Operating income improved 27.8% from the year-ago quarter to $207.9 million. Operating margin expanded 610 bps to 49.9%.

Balance Sheet & Cash Flow

Total cash and cash equivalents as of Mar 31, 2020 were $1.07 billion compared with $1.51 billion as of Dec 31, 2019.

Total debt was $3.2 billion as of Mar 31. Total debt to adjusted EBITDA ratio (based on trailing twelve-month-adjusted EBITDA) was 3.6X, higher than management’s target range of 3-3.5x.

Net cash provided by operating activities was $112.8 million in the first quarter compared with $243.6 million in the sequential quarter. Free cash flow was $102 million compared with $225.2 million in the prior-reported quarter.

In first quarter and through Apr 24, 2020, MSCI repurchased 1.4 million shares for a total value of $356.8 million. Notably, $1.1 billion is outstanding under the share repurchase authorization as of Apr 24, 2020.

MSCI also paid out dividend worth $57.8 million in the first quarter.

Guidance

For 2020, MSCI expects total operating expenses of $790-$840 million, down from the previous guided range of $840-$860 million.

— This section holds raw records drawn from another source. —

PR #15678, opened 2025-12-01
docs: Simplify OTLP "Dedicated Integrations" section

szokeasaurusrex:
I am concerned that the idiom "make setting up OTLP a breeze" may not be immediately understood by non-native English speakers, especially those with a more basic proficiency level.

To ensure our docs are accessible to a global audience, I propose replacing the idiom with a direct statement that the integrations "make OTLP setup easy."


AbhiPrasad:
Gonna merge this in as I'm editing this page and I want to avoid merge conflicts

PR #15691, opened 2025-12-02
docs(nextjs): Move webpack build config under `webpack` namespace

logaretm:
We are moving the only-webpack related configurations under `webpack` namespace to better fit our goal of communicating the SDK readiness for Turbopack by default.

This involved moving several options to be nested under a `webpack` path in the build configuration. 

This is meant to be released once this https://github.com/getsentry/sentry-javascript/pull/18343/ goes live, so I will keep this open until then. Will keep it in draft as well.

The SDK PR adds warnings for those deprecated options and warns users about using them if detected so I don't think we need to do that here once it goes live.

### DIFF
--- a/docs/platforms/javascript/guides/nextjs/configuration/build/index.mdx
+++ b/docs/platforms/javascript/guides/nextjs/configuration/build/index.mdx
@@ -222,6 +222,21 @@ Enables the use of the [`runAfterProductionCompile` hook from Next.js](https://n
 
 </SdkOption>
 
+<SdkOption name="disableManifestInjection" type="boolean|undefined" defaultValue="false">
+
+Disables automatic injection of the route manifest into the client bundle.
+
+The route manifest is a build-time generated mapping of your Next.js App Router routes that enables Sentry to group transactions by parameterized route names (e.g., `/users/:id` instead of `/users/123`, `/users/456`, etc.).
+
+**Disable this option if:**
+
+- You want to minimize client bundle size
+- You're experiencing build issues related to route scanning
+- You prefer raw URLs in transaction names
+- You're only using the Pages Router (this feature is only supported in the App Router)
+
+</SdkOption>
+
 ## Next.js Webpack Options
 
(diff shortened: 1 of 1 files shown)


docs/platforms/javascript/guides/nextjs/configuration/build/index.mdx
```diff
@@ -182,25 +182,72 @@ Note: Enabling this option can lead to longer build times.
...
+- This option is set to `false` for Webpack as the default behavior is to upload sourcemaps during the build process using the [Sentry Webpack Plugin](https://github.com/getsentry/sentry-javascript-bundler-plugins).
+
+**Important:** Enabling this option will mutate your Next.js build output by injecting [Debug IDs](/platforms/javascript/guides/nextjs/sourcemaps/troubleshooting_js/debug-ids/) via the Sentry CLI. If you are relying on any sort of integrity hashes for your build artifacts, you will need to disable this option.
+
+</SdkOption>
+
+## Next.js Webpack Options
+
+<Alert level="info">
+  These options only take effect if you are using Webpack. If you are using
```
inventarSarah:
```suggestion
  These options only take effect if you're using Webpack. If you're using
```

docs/platforms/javascript/guides/nextjs/configuration/build/index.mdx
```diff
@@ -226,35 +273,25 @@ excludeServerRoutes: [
```
inventarSarah: I think we can remove the alert about Turbopack in the lines above. wdyt? 

This one:
```
<Alert level="info">
  If you're building your Next.js application with Turbopack, this option will
  have no effect. The Sentry SDK will no longer apply build-time instrumentation
  and will rely purely on Next.js telemetry features.
</Alert>
```

logaretm: Yep, absolutely 💯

Adjusted EBITDA expenses are expected between $700 million and $750 million, down from the past projection of $750-$770 million.

Capex is expected to be $50-$60 million, down from the earlier forecast of $60-$70 million.

Moreover, net cash provided by operating activities and free cash flow are expected to be $600-$650 million (down from $650-$700 million) and $540-$600 million (down from $580-$640 million), respectively.

Zacks Rank & Stocks to Consider

Currently, MSCI has a Zacks Rank #3 (Hold). Some better-ranked stocks in the broader technology sector are Pixelworks PXLW, Fortive FTV and Shopify SHOP. While both Pixelworks and Fortive sport a Zacks Rank #1 (Strong Buy), Shopify has a Zacks Rank #2 (Buy). You can see the complete list of today’s Zacks #1 Rank stocks here.

Both Pixelworks and Fortive are scheduled to report earnings on Apr 30. Shopify is set to release quarterly results on May 6.